Once Orry started to recover from the shock of Bent's death, a different kind of shock set in. It involved Orry's own behavior. He clearly recalled knowing Bent was whipped, able to be taken prisoner without further struggle. Old grudges had driven Orry's arm then, kept him hitting his tormentor unnecessarily, until Bent fell through the window. He had gone far beyond the demands of self-preservation. He had lost control. As he stood in the glare of the fire, he wondered how a human being could feel so glad someone was dead and so guilty and ashamed at the same time.
The exploding ammunition reminded him that people would be drawn by the noise and flames. He didn't want to waste time on explanations to farmers or military patrols in the area. He forced himself from his shock- induced lethargy, starting toward the farmhouse and discovering that in the fight he had twisted his left ankle. It hurt and made him limp.
Nevertheless, he conducted a rapid search of the house.

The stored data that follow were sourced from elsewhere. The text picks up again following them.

PR #3175, opened 2025-04-22
fix(cf-deploy-config-writer): refactor code to align two templates into one

longieirl:
Fix for https://github.com/SAP/open-ux-tools/issues/3022

- remove `xs-app-no-destination.json` no longer required since the properties passed to the template can now be handled by remaining template `xs-app-destination.json`


cianmSAP (approved):
Updates look good
Tests to cover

In the attic he found confirmation of something that had come to mind earlier. The attic was arranged with a few furniture pieces and a square of old carpet — a living area. A large crate standing on end served as an open-sided press for three suits. A few books lay on a smaller crate beside a cot:
Israel Quincy, then, had also searched the house, intentionally failing to discover Powell or his hideaway. Orry didn't know whether Powell would be caught. Perhaps not. But the conspiracy had been aborted a second time and, more important, Orry could now show proofs of its existence.
He limped down the attic stairs and out the back door. All that remained of the implement building were mounds of bright embers. With no more ammunition exploding, he heard voices and horses from the direction of the road.
As fast as he could, he retrieved his evidence and hobbled back across the plowed field to his horse, tethered in the orchard. Mounting, he saw a farmer's wagon pulled up beside the burned building. Three men sat in the wagon, clear as black-paper stencils against the light. Orry reined his horse's head around and took the road to Richmond.
Wearing a striped nightshirt, a sleepy Seddon stared at the man whose pounding on the street door had awakened him. Orry shoved a roll of heavy paper and a lump of coal into the secretary's hand.
'These prove the whole story — these and Quincy's body. He was one of them. When the fire's out, I'm sure we'll find unmelted pieces of the Whitworth rifles. Enough evidence for any reasonable man,' he finished, unable to keep bitterness entirely contained.